Since right multiplication and left multiplication rule steps 1 and 2 are equivalent if we treat $F_1$ as the reference frame. Then, magically: $$ ^{F_2 } _ {F_1}T' = ^{F_2} _ {F_3}T = ^{F_2} _ {F_1}T^{F_1} _ {F_3}T $$ In practical cases, we would use this rule to find the global transforms of certain points on a rigid body. Let's say we would like to have the topmost point $P$ of a unit circle $C$ that is rotating about in the world.
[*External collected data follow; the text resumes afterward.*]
PR #4002, opened 2024-12-20
Fix: Disable accept incoming funds button until updated data

### LINKED ISSUE #3502: [Incoming funds]: Disable Accept button before it claimed
## Steps to reproduce

https://github.com/user-attachments/assets/ede2ed0a-879c-4677-93f5-2a700ccf93e7

We need to have some incoming funds so here is way to get it:

Step 1. Login with metamask
Step 2. Clean Metamask history (Metamask -> Settings -> Advanced -> Clear activity tab data)
Step 3. Navigate to Balance page
Step 4. Click Add funds to the Colony and Copy Wallet address
Step 5. Metamask -> send -> Paste Colony Wallet Address -> Send something to the colony (1 eth or if you choose xDai as Ganache Currency symbol choose xDai)
image

OR

* Step 6. Navigate to Wayne Enterprises
* Step 7. Create simple payment from General to Colony Wallet Address that you copied at Step 4. 
image

* Step 8. Try to Accept one fund
* Step 9. Verify that after loading button became normal clickable and then disappear as claimed

## Expected behaviour

* Step 9. Verify that after loading button is still disabled and then disappear as claimed

## Actual behaviour

* Step 9. Verify that after loading button became normal clickable and then disappear as claimed

## Suggestions (optional)
Context from this PR could be used: https://github.com/JoinColony/colonyCDapp/pull/3477

mmioana:
## Description

- This PR aims to keep the `Accept` buttons on the `Incoming funds` page disabled until the funds claims data is refetched and their `isClaimed` state has updated.

> [!NOTE]
> I have considered using subscriptions, however setting a subscription on the `Colony` model would not get triggered when updating the `fundsClaims`, while setting subscriptions for all unclaimed funds claims seems like a too-big of a performance overhead for what we want to achieve. Thus, I have introduced a new `isFundsUpdatePending` state on the `IncomingFundsLoadingContext` and make use of two new hooks, one for refreshing the colony data and one for checking the funds claims state.

## Testing

TODO: Now let's proceed to testing these changes behave accordingly.

* Step 1. Visit http://localhost:9091/planex and copy the colony address
* Step 2. Go to http://localhost:9091/wayne
* Step 3. Create a `Simple payment` using the copied colony address for the `Recipient` field
Screenshot 2024-12-23 at 12 23 28

* Step 4. Go back to planex http://localhost:9091/planex
* Step 5. Please save this in a new file - you can call it `.diff`
```
diff --git a/src/redux/sagas/actions/mintTokens.ts b/src/redux/sagas/actions/mintTokens.ts
index 7f68b83f1..6ead99ee8 100644
--- a/src/redux/sagas/actions/mintTokens.ts
+++ b/src/redux/sagas/actions/mintTokens.ts
@@ -61,18 +61,18 @@ function* createMintTokensAction({
       ready: false,
     });
 
-    yield fork(createTransaction, claimColonyFunds.id, {
-      context: ClientType.ColonyClient,
-      methodName: 'claimColonyFunds',
-      identifier: colonyAddress,
-      params: [nativeTokenAddress],
-      group: {
-        key: batchKey,
-        id: metaId,
-        index: 1,
-      },
-      ready: false,
-    });
+    // yield fork(createTransaction, claimColonyFunds.id, {
+    //   context: ClientType.ColonyClient,
+    //   methodName: 'claimColonyFunds',
+    //   identifier: colonyAddress,
+    //   params: [nativeTokenAddress],
+    //   group: {
+    //     key: batchKey,
+    //     id: metaId,
+    //     index: 1,
+    //   },
+    //   ready: false,
+    // });
 
     if (annotationMessage) {
       yield fork(createTransaction, annotateMintTokens.id, {
@@ -90,7 +90,7 @@ function* createMintTokensAction({
     }
 
     yield takeFrom(mintTokens.channel, ActionTypes.TRANSACTION_CREATED);
-    yield takeFrom(claimColonyFunds.channel, ActionTypes.TRANSACTION_CREATED);
+    // yield takeFrom(claimColonyFunds.channel, ActionTypes.TRANSACTION_CREATED);
 
     if (annotationMessage) {
       yield takeFrom(
@@ -107,9 +107,9 @@ function* createMintTokensAction({
       },
     } = yield waitForTxResult(mintTokens.channel);
 
-    yield initiateTransaction(claimColonyFunds.id);
+    // yield initiateTransaction(claimColonyFunds.id);
 
-    yield waitForTxResult(claimColonyFunds.channel);
+    // yield waitForTxResult(claimColonyFunds.channel);
 
     yield createActionMetadataInDB(txHash, { customTitle: customActionTitle });
 

```

* Step 6. Run `git apply .diff` - or however you decided to name the file with the above-mentioned content

> [!NOTE]
> These changes will disable the funds claiming when minting tokens, as we'll need to have some data on which to check the buttons on the `Incoming funds` page behave properly

* Step 7. Let's create a couple of `Mint tokens` actions
Screenshot 2024-12-23 at 12 23 36

* Step 8. Head to http://localhost:9091/planex/incoming
* Step 9. Play around with the `Accept` or `Accept all incoming funds` buttons and check the buttons are not re-enabled before the `Accepted` status is shown

https://github.com/user-attachments/assets/73889798-9f6a-46b0-9a35-4377acccb100

**Repeat step 3. and/or steps 7-9. as much as wanted. If you have any other testing ideas, do not stop these testing steps from checking them out**

> [!NOTE]
> Even after accepting all incoming funds, if you refresh the page, the `Accept all incoming funds` button will be enabled as there are `chainFundsClaim` that still remain unclaimed

## Diffs

**New stuff** ✨

* `useRefetchColonyData` and `useFundsStateUpdater` hooks
* `setPendingFundsTokenAddresses` and `reset` props for `IncomingFundsLoadingContext`

**Deletions** ⚰️

* `disableAcceptLoading` prop for `IncomingFundsLoadingContext`

Resolves #3502

### DIFF
--- a/src/components/frame/v5/pages/FundsPage/context/IncomingFundsLoadingContextProvider.tsx
+++ b/src/components/frame/v5/pages/FundsPage/context/IncomingFundsLoadingContextProvider.tsx
@@ -6,23 +6,43 @@ import React, {
   type PropsWithChildren,
 } from 'react';
 
+import { useRefetchColonyData, useFundsStateUpdater } from './hooks.ts';
 import { IncomingFundsLoadingContext } from './IncomingFundsLoadingContext.ts';
 
 export const IncomingFundsLoadingContextProvider: FC<PropsWithChildren> = ({
   children,
 }) => {
   const [isAcceptLoading, setIsAcceptLoading] = useState(false);
+  const [pendingFundsTokenAddresses, setPendingFundsTokenAddresses] = useState<
+    string[]
+  >([]);
 
   const enableAcceptLoading = useCallback(() => setIsAcceptLoading(true), []);
-  const disableAcceptLoading = useCallback(() => setIsAcceptLoading(false), []);
+
+  const reset = useCallback(() => {
+    setPendingFundsTokenAddresses([]);
+    setIsAcceptLoading(false);
+  }, []);
+
+  useFundsStateUpdater(pendingFundsTokenAddresses, reset);
+  useRefetchColonyData(
+    isAcceptLoading && !!pendingFundsTokenAddresses.length,
+    reset,
+  );
 
   const value = useMemo(
     () => ({
       isAcceptLoading,
       enableAcceptLoading,
-      disableAcceptLoading,
+      setPendingFundsTokenAddresses,
+      reset,
     }),
-    [isAcceptLoading, enableAcceptLoading, disableAcceptLoading],
+    [
+      isAcceptLoading,
+      enableAcceptLoading,
+      setPendingFundsTokenAddresses,
+      reset,
+    ],
   );
 
   return (
--- a/src/components/frame/v5/pages/FundsPage/context/hooks.ts
+++ b/src/components/frame/v5/pages/FundsPage/context/hooks.ts
@@ -1,0 +1,64 @@
+import { useEffect } from 'react';
+
+import { useColonyContext } from '~context/ColonyContext/ColonyContext.ts';
+import useColonyFundsClaims from '~hooks/useColonyFundsClaims.ts';
+import usePrevious from '~hooks/usePrevious.ts';
+
+export const useRefetchColonyData = (
+  shouldRefetchColonyData: boolean,
+  reset: () => void,
+) => {
+  const { startPollingColonyData, stopPollingColonyData } = useColonyContext();
+
+  useEffect(() => {
+    let timeoutId;
+    if (shouldRefetchColonyData) {
+      startPollingColonyData(1_000);
+      timeoutId = setTimeout(() => {
+        stopPollingColonyData();
+        /**
+         * Resets the context state if no incoming funds state update occurs
+         * after colony polling is completed.
+         */
+        reset();
+      }, 10_000);
+    }
+
+    return () => {
+      if (timeoutId) {
+        stopPollingColonyData();
+        reset();
+        clearTimeout(timeoutId);
+      }
+    };
+  }, [
+    shouldRefetchColonyData,
+    reset,
+    startPollingColonyData,
+    stopPollingColonyData,
+  ]);
+};
+
+export const useFundsStateUpdater = (
+  pendingFundsTokenAddresses: string[],
+  reset: () => void,
+) => {
+  const fundsClaims = useColonyFundsClaims();
+  const unclaimedFundsClaims = fundsClaims.filter(
+    (claim) =>
+      claim.amount !== '0' &&
+      !claim.isClaimed &&
+      claim.token?.tokenAddress &&
+      pendingFundsTokenAddresses.includes(claim.token?.tokenAddress),
+  );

We would have the following: $$ \begin{align*} ^{G} _ {P}T &= {^{G} _ {C}T} {^{C} _ {P}T} \\ ^{G} _ {P}T &= ^{G} _ {C}T \cdot Trans([0,1]) \end{align*} $$

The Code

It is quite long with all of the operation overloads etc. but the main points are as follows:

class Tform2 {
private:
    Vec2 _direction;
public:
    Vec2 translation;
    Tform2() : translation({}), _direction({1.0f, 0.0f}) {}
    Tform2(const Vec2 &_translation, real orientation) : translation(_translation),
                                                            _direction({std::cos(orientation),
                                                                        std::sin(orientation)}) {}
    Tform2(const Vec2 &_translation, const Vec2 &direction, bool normalize = false) : translation(_translation),
                                                                                        _direction(direction) {
        if(normalize) _direction.normalize();
    }

    real getOrientation() const {
        return _direction.orientation();
    }

    Vec2 getDirection() const {
        return _direction;
    }

    void setOrientation(real orientation) {
        _direction = {std::cos(orientation), std::sin(orientation)};
    }

    void setDirection(const Vec2 &direction, bool normalize = false) {
        _direction = direction;
        if(normalize) _direction.normalize();
    }

    Vec2 getOrthogonalDirection() const {
        return {-_direction.y, _direction.x};
    }

    void setOrthogonalDirection(const Vec2 &direction, bool normalize = false) {
        _direction = {-direction.y, direction.x};
        if(normalize) _direction.normalize();
    }

    Vec2 operator*(const Vec2& point) const {
        return {_direction.x * point.x - _direction.y * point.y + translation.x,
                _direction.y * point.x + _direction.x * point.y + translation.y};
    }

    Tform2 operator*(const Tform2 &other) const {
        return {(*this) * other.translation,
                {_direction.x * other._direction.x -_direction.y * other._direction.y,
                    _direction.y * other._direction.x + _direction.x * other._direction.y}};
    }

    Tform2 inverse() const {
        return {{-_direction.dot(translation), -_direction.cross(translation)},
                {_direction.x, -_direction.y}};
    }

    void invert() {
        translation = {-_direction.dot(translation), -_direction.cross(translation)};
        _direction.y = -_direction.y;
    }

    void rotateLocal(real angle) {
        _direction.rotate(angle);
    }

    void normalize() {
        _direction.normalize();
    }

};

inline std::ostream& operator<<(std::ostream& os, const Tform2& tform) {
    os << "Tform2{{" << tform.translation.x << ", " << tform.translation.y << "}, {"
        << tform.getDirection().x << ", " << tform.getDirection().y << ", " << tform.getOrientation() / gust_PI * 180.0f << " degrees}}";
    return os;
}

The takeaway

Now you know what homogeneous transforms are. Most of the stuff here readily extends to 3D and transform implementations of established libraries (only right-handed/left-handedness might be different). You can very well use ready Vec2 and Tform2 implementations from the libraries but I highly suggest implementing them on your own, it would be a good high school analytical geometry review. Definitely write some unit tests, it will be hard to track bugs if you let the incorrect implementations ferment this deep at your physics engine.